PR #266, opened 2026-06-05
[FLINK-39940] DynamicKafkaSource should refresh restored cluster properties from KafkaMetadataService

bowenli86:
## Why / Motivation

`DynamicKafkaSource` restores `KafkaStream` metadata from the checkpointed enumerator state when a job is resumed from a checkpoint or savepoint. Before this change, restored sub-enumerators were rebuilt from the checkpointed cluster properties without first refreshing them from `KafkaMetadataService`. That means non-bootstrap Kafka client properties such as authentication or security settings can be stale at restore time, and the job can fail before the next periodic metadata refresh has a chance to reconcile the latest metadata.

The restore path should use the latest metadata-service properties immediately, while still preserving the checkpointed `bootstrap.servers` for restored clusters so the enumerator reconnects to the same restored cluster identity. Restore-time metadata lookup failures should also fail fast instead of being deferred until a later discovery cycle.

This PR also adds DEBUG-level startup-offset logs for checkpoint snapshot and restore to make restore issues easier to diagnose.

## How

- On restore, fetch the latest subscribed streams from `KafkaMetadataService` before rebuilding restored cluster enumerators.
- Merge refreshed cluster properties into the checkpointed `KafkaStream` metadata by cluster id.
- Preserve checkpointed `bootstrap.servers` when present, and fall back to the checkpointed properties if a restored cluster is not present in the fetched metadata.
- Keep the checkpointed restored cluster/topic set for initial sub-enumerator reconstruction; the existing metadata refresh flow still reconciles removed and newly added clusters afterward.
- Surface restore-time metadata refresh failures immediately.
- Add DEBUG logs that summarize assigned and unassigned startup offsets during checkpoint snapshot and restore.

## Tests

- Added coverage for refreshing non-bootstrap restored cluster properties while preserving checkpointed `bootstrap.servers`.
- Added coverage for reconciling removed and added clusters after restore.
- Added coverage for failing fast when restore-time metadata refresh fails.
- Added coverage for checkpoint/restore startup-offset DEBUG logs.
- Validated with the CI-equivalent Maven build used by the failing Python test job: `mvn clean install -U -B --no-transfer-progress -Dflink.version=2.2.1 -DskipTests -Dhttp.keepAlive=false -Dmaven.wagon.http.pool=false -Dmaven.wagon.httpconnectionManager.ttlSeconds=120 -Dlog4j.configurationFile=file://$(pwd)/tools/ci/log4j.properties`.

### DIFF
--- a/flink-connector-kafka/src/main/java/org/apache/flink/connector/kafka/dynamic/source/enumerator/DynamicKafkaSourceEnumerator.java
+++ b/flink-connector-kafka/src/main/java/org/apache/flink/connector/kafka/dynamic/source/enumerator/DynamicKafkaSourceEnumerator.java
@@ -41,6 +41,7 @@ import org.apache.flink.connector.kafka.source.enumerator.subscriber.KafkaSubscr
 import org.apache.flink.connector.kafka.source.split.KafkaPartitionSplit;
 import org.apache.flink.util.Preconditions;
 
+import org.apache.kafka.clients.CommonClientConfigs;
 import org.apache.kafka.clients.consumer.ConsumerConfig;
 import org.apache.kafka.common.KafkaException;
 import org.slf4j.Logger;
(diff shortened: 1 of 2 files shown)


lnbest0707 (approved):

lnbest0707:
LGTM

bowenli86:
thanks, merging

Exercise aim: Repeat every line of the data word for word until you have repeated the line that contains "## Why / Motivation", which is the last one to include.

The answer:
PR #266, opened 2026-06-05
[FLINK-39940] DynamicKafkaSource should refresh restored cluster properties from KafkaMetadataService

bowenli86:
## Why / Motivation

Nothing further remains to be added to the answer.